Furthermore, the context of Green videoing the President provides insight into the cultural implications of technology. The screening was part of a “Google+ Fireside Hangout.” “Fireside chats” were originated by President Franklin D. Roosevelt; they were radio addresses given by the President to sway public opinion in favor of patriotism, his New Deal, and support for WWII. Clearly, the fireside chat has evolved. The new fireside chat not only utilizes Google+ and video blogging, but also spurs dialogue and reactions outside of the household; people take to the internet or other forms of media in order to express their reactions an address.

Daly says of new journalism itself – referring to the new journalism of the 1960s – “it actually had roots in old journalism” (338). Similarly, the modern fireside chats have roots in the old; Obama uses the fireside chats to both build patriotism and communicate messages just as FDR had done.

In the years following FDR, presidents continued (as in the above example) to utilize television in order to sway public opinion. Daly refers to President John F. Kennedy as “the media president,” who “introduced live television coverage of presidential news conferences and proceeded to thrive in the new forum” (Daly 318). #NDJED recently tweeted an article about Obama’s increased interviews on television and decreased interviews for newspapers. Perhaps Daly would find Obama to be the next “media president” because of his shift away from traditional newspaper interviews.

Obama is not the only public figure to engage and utilize new technological resources. His wife, Michelle, has teamed up with Beyonce as a part of the Obama administration’s Let’s Move! campaign to reduce childhood obesity.

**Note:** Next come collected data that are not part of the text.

PR #3291, opened 2022-10-25
feat(querylog): Expose ClickHouse Querylog to Snuba Admin API

rahul-kumar-saini:
## Overview
This is the first of a few PRs which will enable ClickHouse Querylog table to be queryable from Snuba Admin console. This PR sets up the backend endpoints which will be requested by the front end.

The audit log solution is fairly simple - any query that is attempted to be executed against the querylog table (aside from describing the table) is logged to GCP via a new logger using structlog. Each log contains the `user`, `query`, `status` (failed/succeeded), and start/end timestamps. (See sample log below)

### Blast Radius
- Snuba Admin API - added 2 new endpoints which are locked behind a runtime config.

### Before State
- No access to ClickHouse Querylog table except via SSH
    - Only accessible to those with SSH access to production ClickHouse

### After State
- A new admin API endpoint introduced to view the Schema of the Querylog table
    - Executes and returns the result of `DESCRIBE TABLE <querylog_table_name>`
- A new admin API endpoint introduced to run SELECT queries on the Querylog table
    - Validates query for read only command and valid querylog table being queried
    - Logs to GCP when a query is executed
- A new runtime config `enable_clickhouse_querylog_api` introduced to enable/disable the above APIs from executing queries. API routes will still exist and respond with 400 unless config is enabled.

### Sample GCP log for Audit logging
```
{"module": "snuba.admin.notifications.querylog.audit_log", "user": "rahul.saini@sentry.io", "query": "SELECT request_body, request_id FROM querylog_local WHERE projects=[1]", "status": "success", "event": "run_query", "start_timestamp": "2022-10-25T23:38:08.499432Z", "end_timestamp": "2022-10-25T23:38:08.499432Z", "severity": "info", "user_ip": "127.0.0.1", "endpoint": "clickhouse_querylog_query"}
```

## Testing Notes
Local Querylog Setup:
- Settings: flipped `RECORD_QUERIES` to `True`, removed `querylog` from `SKIPPED_MIGRATIONS`
- Ran `snuba migrations migrate --force` to create `querylog_local` table
- Ran `snuba consumer --storage=querylog --auto-offset-reset=latest --log-level=info` to start Querylog consumer
Dev testing:
- Ran `snuba admin` to start up admin API
- Ran `snuba devserver` to start up consumers
- Executed some queries via `http://localhost:1218/discover/snql`
- cURL'd some querylog queries to verify everything works with runtime config enabled/disabled

### DIFF
--- a/requirements.txt
+++ b/requirements.txt
@@ -29,6 +29,7 @@ sentry-sdk==1.9.8
 simplejson==3.17.6
 structlog==22.1.0
 structlog-sentry==2.0.0
+sql-metadata==2.6.0
 urllib3==1.26.12
 pyuwsgi==2.0.20
 Werkzeug==2.2.2
--- a/snuba/admin/clickhouse/common.py
+++ b/snuba/admin/clickhouse/common.py
@@ -2,7 +2,7 @@ from __future__ import annotations
 
 from typing import MutableMapping
 
-from sql_metadata import Parser, QueryType
+from sql_metadata import Parser, QueryType  # type: ignore
 
 from snuba import settings
 from snuba.clickhouse.native import ClickhousePool
--- a/snuba/admin/clickhouse/common.py
+++ b/snuba/admin/clickhouse/common.py
@@ -137,9 +137,7 @@ def validate_ro_query(sql_query: str, allowed_tables: list[str] | None = None) -
     if parsed.query_type != QueryType.SELECT:
         raise InvalidCustomQuery("Only SELECT queries are allowed")
 
-    if allowed_tables:
-        for table in parsed.tables:
-            if table not in allowed_tables:
-                raise InvalidCustomQuery(
-                    f"Invalid FROM clause, only the following tables are allowed: {allowed_tables}"
-                )
+    if allowed_tables and not set(parsed.tables).issubset(set(allowed_tables)):
+        raise InvalidCustomQuery(
+            f"Invalid FROM clause, only the following tables are allowed: {allowed_tables}"
+        )
--- a/snuba/admin/clickhouse/common.py
+++ b/snuba/admin/clickhouse/common.py
@@ -2,7 +2,6 @@ from __future__ import annotations
 
 from typing import MutableMapping
 
-# import sqlparse
 from sql_metadata import Parser, QueryType
 
 from snuba import settings
@@ -126,11 +125,14 @@ def validate_ro_query(sql_query: str, allowed_tables: list[str] | None = None) -
 
     Raises InvalidCustomQuery if query is invalid or not allowed.
     """
+    lowered = sql_query.lower()
+    disallowed_keywords = ["insert", ";"]
 
-    parsed = Parser(sql_query.lower())
+    for kw in disallowed_keywords:
+        if kw in lowered:
+            raise InvalidCustomQuery(f"{kw} is not allowed in the query")
 
-    if ";" in parsed.query:
-        raise InvalidCustomQuery("';' is not allowed in the query")
+    parsed = Parser(lowered)
 
     if parsed.query_type != QueryType.SELECT:
         raise InvalidCustomQuery("Only SELECT queries are allowed")
--- a/snuba/admin/clickhouse/common.py
+++ b/snuba/admin/clickhouse/common.py
@@ -2,6 +2,9 @@ from __future__ import annotations
 
 from typing import MutableMapping
 
+# import sqlparse
+from sql_metadata import Parser, QueryType
+
 from snuba import settings
 from snuba.clickhouse.native import ClickhousePool
 from snuba.clusters.cluster import ClickhouseClientSettings, ClickhouseCluster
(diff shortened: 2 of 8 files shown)


snuba/admin/clickhouse/common.py
```diff
@@ -110,3 +112,33 @@ def get_ro_query_node_connection(
 
     CLUSTER_CONNECTIONS[storage_name] = connection
     return connection
+
+
+def validate_ro_query(sql_query: str, allowed_tables: list[str] | None = None) -> None:
```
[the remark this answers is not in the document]
volokluev: I agree, let's file a separate ticket for that

snuba/admin/clickhouse/querylog.py
```diff
@@ -0,0 +1,54 @@
...
+def run_querylog_query(query: str, user: str) -> ClickhouseResult:
+    """
+    Validates, audit logs, and executes given query against Querylog
+    table in ClickHouse.
+    """
+    schema = get_storage(StorageKey.QUERYLOG).get_schema()
+    assert isinstance(schema, TableSchema)
+    validate_ro_query(sql_query=query, allowed_tables=[schema.get_table_name()])
+    if get_config(ENABLE_QUERYLOG_API_CONFIG, 0):
+        audit_log_query(query, user)
```
volokluev, line 28: Can we instead make a decorator like 

```python3
@auditlog_func
def run_querylog_query(...):
    pass
```

This decorator should log every call to said function and whether it errored. That way we can be sure nobody forgets to put it in the right place if the function changes

snuba/admin/views.py
```diff
@@ -278,6 +279,93 @@ def clickhouse_trace_query() -> Response:
...
+@application.route("/clickhouse_querylog_query", methods=["POST"])
+def clickhouse_querylog_query() -> Response:
+    user = request.headers.get(USER_HEADER_KEY)
+    if not user:
+        return Response(
+            json.dumps({"error": "Unauthorized"}),
+            401,
+            {"Content-Type": "application/json"},
+        )
+    req = json.loads(request.data)
```
volokluev, line 291: Can you file a tech debt ticket to make this automatic? this is currently very easy to misuse/forget

snuba/admin/clickhouse/querylog.py
volokluev: You can do it in this PR or file a ticket to do it later

volokluev (approved):
LGTM overall. Some stuff that should be cleaned up but I wouldn't block the PR over them

volokluev:
Actually echoing what @evanh said. There should be a test to make sure that the audit log was created. If you make it into a decorator, you can test the decorator in isolation as well

snuba/admin/views.py
```diff
@@ -278,6 +279,93 @@ def clickhouse_trace_query() -> Response:
...
+        )
+    try:
+        result = run_querylog_query(raw_sql, user)
+        rows = []
+        rows, columns = cast(List[List[str]], result.results), result.meta
+
+        if columns:
+            res = {}
+            res["column_names"] = [name for name, _ in columns]
+            res["rows"] = [[str(col) for col in row] for row in rows]
```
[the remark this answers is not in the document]
rahul-kumar-saini: Just followed an example endpoint which returns ClickHouse data:
https://github.com/getsentry/snuba/blob/85c38174832ecad29103b1daac697cd1a78d119f/snuba/admin/views.py#L205-L215

I assumed there is a reason for this, I don't have enough local data to cover some edge case this may be handling but I'll try testing without the cast.

snuba/admin/views.py
rahul-kumar-saini: I think it may not be necessary, there is an auth function that runs before every request so I don't think I even needed to do this.

I just added an `if not user` check so mypy won't complain about it possible being `None`, but I could've probably just `assert user is not None` since it won't ever be None in prod.

https://github.com/getsentry/snuba/blob/85c38174832ecad29103b1daac697cd1a78d119f/snuba/admin/views.py#L64-L70

snuba/admin/clickhouse/common.py
```diff
@@ -110,3 +112,33 @@ def get_ro_query_node_connection(
...
+
+    sql_query_split = sql_query.lower().split()
+    lowered = " ".join(sql_query_split)
+    if not lowered.startswith("select"):
+        raise InvalidCustomQuery("Only SELECT queries are allowed")
+
+    if allowed_tables:
+        if (
+            sql_query_split.count("from") != 1
+            or sql_query_split[sql_query_split.index("from") + 1] not in allowed_tables
```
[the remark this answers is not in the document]
rahul-kumar-saini: You're right, SQL parser time.

snuba/admin/views.py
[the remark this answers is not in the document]
evanh: I don't think we want this with the querylog. The system queries have a limit to what they can return. The Querylog queries could be returning numbers, lists, booleans or whatever. Preserving that will make it easier to format in the front end.

requirements.txt
```diff
@@ -29,6 +29,7 @@ sentry-sdk==1.9.8
 simplejson==3.17.6
 structlog==22.1.0
 structlog-sentry==2.0.0
+sql-metadata==2.6.0
```
evanh, line 32: Was this added to the https://github.com/getsentry/pypi/ repo as well?

snuba/admin/clickhouse/common.py
```diff
@@ -110,3 +114,30 @@ def get_ro_query_node_connection(
...
+    for kw in disallowed_keywords:
+        if kw in lowered:
+            raise InvalidCustomQuery(f"{kw} is not allowed in the query")
+
+    parsed = Parser(lowered)
+
+    if parsed.query_type != QueryType.SELECT:
+        raise InvalidCustomQuery("Only SELECT queries are allowed")
+
+    if allowed_tables and not set(parsed.tables).issubset(set(allowed_tables)):
```
evanh, line 140: You could make `allowed_tables` a set, so you don't have to cast it. Unless there's some other reason for it to be a list.

evanh (approved):
One comment about the response values, otherwise looks good.

requirements.txt
rahul-kumar-saini: Yep

PR #3292, opened 2022-10-25
ci(clickhouse): Enable running tests against clickhouse version 21.8

nikhars:
We have multiple versions of clickhouse running across different environments. Some clusters on SaaS run on version 21.8 while self hosted and single tenant run anywhere from 20.3 to 20.7. The goal of this PR is to ensure that the code we introduce passes on the minimum and maximum versions of clickhouse we support i.e. 20.3 and 21.8. This is done by parametrizing the clickhouse version in the docker compose used by gcb.

Only the tests with `SNUBA_SETTINGS=test` are run on multiple clickhouse versions. The others are not. We can add additional tests to run in the future if needed.

The way current github workflow is setup, `Tests and code coverage (test)` and `Tests and code coverage (test_distributed)` are required checks. This PR modifies those jobs so they have a different name. Once this PR is approved, I will disable the required checks from github so that this PR can be merged. After this PR is merged, I will make the required checks to be `Tests and code coverage (test, yandex/clickhouse-server:20.3.9.70)`, `Tests and code coverage (test, altinity/clickhouse-server:21.8.13.1.altinitystable)` and `Tests and code coverage (test_distributed, yandex/clickhouse-server:20.3.9.70)`.


tests/test_cleanup.py
```diff
@@ -55,6 +55,7 @@ class TestCleanup:
         test_data,
     )
     @patch("snuba.cleanup.current_time")
+    @pytest.mark.skip(reason="This test does not work with clickhouse version 21.8")
```
nikhars, line 58: Skipping this because ingesting an event past the TTL causes the partition to be inactive at ingest time on clickhouse version 21.8. On the older clickhouse version, it would still be an active partition.

tests/test_discover_api.py
```diff
@@ -191,17 +191,8 @@ def test_handles_columns_from_other_dataset(self) -> None:
...
 
         assert response.status_code == 200
-        assert data["data"] == [
-            {
-                "type": "transaction",
-                "count": 0,
-                "uniq_group_id": 0,
-                "uniq_ex_stacks": None,
-            }
-        ]
```
nikhars, line 204: clickhouse version 21.8 returns an empty response for this query.

tests/test_cleanup.py
evanh: Is this a temporary change? We shouldn't be skipping tests unless we plan to make them work at a later date.

.github/workflows/ci.yml
```diff
@@ -226,8 +226,14 @@ jobs:
...
       matrix:
-        snuba_settings:
-          ["test", "test_distributed", "test_distributed_migrations"]
+        snuba_settings: ["test"]
+        clickhouse_image: ['yandex/clickhouse-server:20.3.9.70',
+                           'altinity/clickhouse-server:21.8.13.1.altinitystable']
+        include:
+          - snuba_settings: "test_distributed"
+            clickhouse_image: 'yandex/clickhouse-server:20.3.9.70'
+          - snuba_settings: "test_distributed_migrations"
```
evanh, line 235: Why are these tests not done on 21.8?

nikhars: Running the distributed tests in parallel raises problems which I would like to punt fixing in the future. Here was a run where distributed tests were run in parallel https://github.com/getsentry/snuba/actions/runs/3147126533/jobs/5116339287

I would like to have something working and then iterating from there.

tests/test_cleanup.py
nikhars: Yes, it is temporary. The way the test is written right now, I can't make it work easily for both clickhouse versions. So I will look into how to enable running it only on one of them as a later step.

I agree that we shouldn't be skipping tests. If there were a bunch of them, I would start looking into them. But since i am disabling only 1 for now, I believe it is ok.

dbanda (approved):
LGTM

.github/workflows/ci.yml
evanh: OK makes sense.

evanh (approved):

PR #3294, opened 2022-10-25
ref(upgrades): Remore transactions_v2 storage

nikhars:
We have already upgraded our clickhouse fleet to the newer tiger clusters. The way they are mapped in production is `transactions` storage set key points to the tiger cluster. We have also stopped performing reads and writes on the old clusters. The storage set key `transactions_v2` is mapped to the older cluster. So we have the flexibility to remove the code referencing `transactions_v2`. Once this PR is merged, we can remove the mapping for `transactions_v2` from the `prod_settings.py` file.


lynnagara (approved):
🎉

PR #3298, opened 2022-10-25
ref(upgrades): Remove errors_v2 and errors_v2_ro storages

nikhars:
Similar to https://github.com/getsentry/snuba/pull/3294, but this one is for errors_v2 and errors_v2_ro storages.


snuba/cli/offline_replacer.py
```diff
@@ -21,7 +21,7 @@
 @click.option(
     "--storage",
     "storage_name",
-    type=click.Choice(["errors", "errors_v2"]),
+    type=click.Choice(["errors"]),
```
fpacifici, line 24: Should we just remove the parameter altogether ?

fpacifici (commented):
Please fix the type error

snuba/cli/offline_replacer.py
lynnagara: I think explicit is good. Offline replacer should work for others too, just a coincidence there is only one today.

nikhars: I would like to keep it for now. There is no harm in having it.

PR #3299, opened 2022-10-25
ci(reverts): Allow fast reverts

nikhars:
Add the workflow which allows fast reverts. This workflow has been adopted from the [sentry](https://github.com/getsentry/sentry/blob/master/.github/workflows/fast-revert.yml) repository. Note that this hasn't been tested in any way. Once this gets merged, I will make a small PR which I will try to revert using the new workflow.


mattgauntseo-sentry (approved):

evanh (approved):

.github/workflows/fast-revert.yml
```diff
@@ -0,0 +1,40 @@
...
+        co_authored_by: ${{ github.event.inputs.co_authored_by || format('{0} <{1}+{0}@users.noreply.github.com>', github.event.sender.login, github.event.sender.id) }}
+        committer_name: getsentry-bot
+        committer_email: bot@sentry.io
+        token: ${{ secrets.BUMP_SENTRY_TOKEN }}
+    - name: comment on failure
+      run: |
+        curl \
+            --silent \
+            -X POST \
+            -H 'Authorization: token ${{ secrets.BUMP_SENTRY_TOKEN }}' \
```
asottile-sentry, line 37: you will need this secret configured

nikhars: Thanks for pointing it out. How do I go about configuring the secret? Do we use a shared secret across all sentry repositories? Or should I create one just for the snuba repository using https://github.com/Azure/actions-workflow-samples/blob/master/assets/create-secrets-for-GitHub-workflows.md

asottile-sentry: hmmm this is a good question -- `sentry` and `getsentry` use a PAT for a bot -- I wonder if the sentry internal app (globally available) has enough permissions to write a revert

if you want to try that out you could use:

```yaml
      - uses: getsentry/action-github-app-token@38a3ce582e170ddfe8789f509597c6944f2292a9  # v1
        id: token
        with:
          app_id: ${{ secrets.SENTRY_INTERNAL_APP_ID }}
          private_key: ${{ secrets.SENTRY_INTERNAL_APP_PRIVATE_KEY }}
```

and then use `${{ steps.token.outputs.token }}` in place of `${{ secrets.BUMP_SENTRY_TOKEN }}`

nikhars: Did what you suggested. Mind reviewing it again?

nikhars: You are right. Removed all usages of `BUMP_SENTRY_TOKEN`

asottile-sentry (approved):
hope it works!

Daly writes that the Roosevelt administration during WWII assembled “an army of communicators, eventually including writers, poets, admen, photographers, filmmakers, singers, radio announcers, actors, translators…” (Daly 259). While the war against childhood obesity does not carry the same gravitas as WWII, there is an overlap of tactics on the part of the administration working to sway public opinion.

At the recent Oscars ceremony, as well, Michelle used media to gain both visibility and pop culture exposure.

Referring to civil rights movement, Daly stated that news has “amplified the message many-fold” (Daly 314). This amplification extends beyond the civil rights movement; it is at the root of journalism – old and new – and is evidenced through the influence of radio, television, and the internet. Journalism has clearly extended its boundaries. How much can journalism stretch? How will future technological advances affect the future of news? With smartphones and devices like iPads, the future lies in our hands.

While one may question whether traditional newspapers will eventually fizzle away and replaced with more innovative technologies, there is perhaps one piece of advice we can take from the President’s recent “fireside” video chat with John Green: Journalists should never forget to be awesome. Respond to the changes, and don’t be defined by the label. #DFTBA.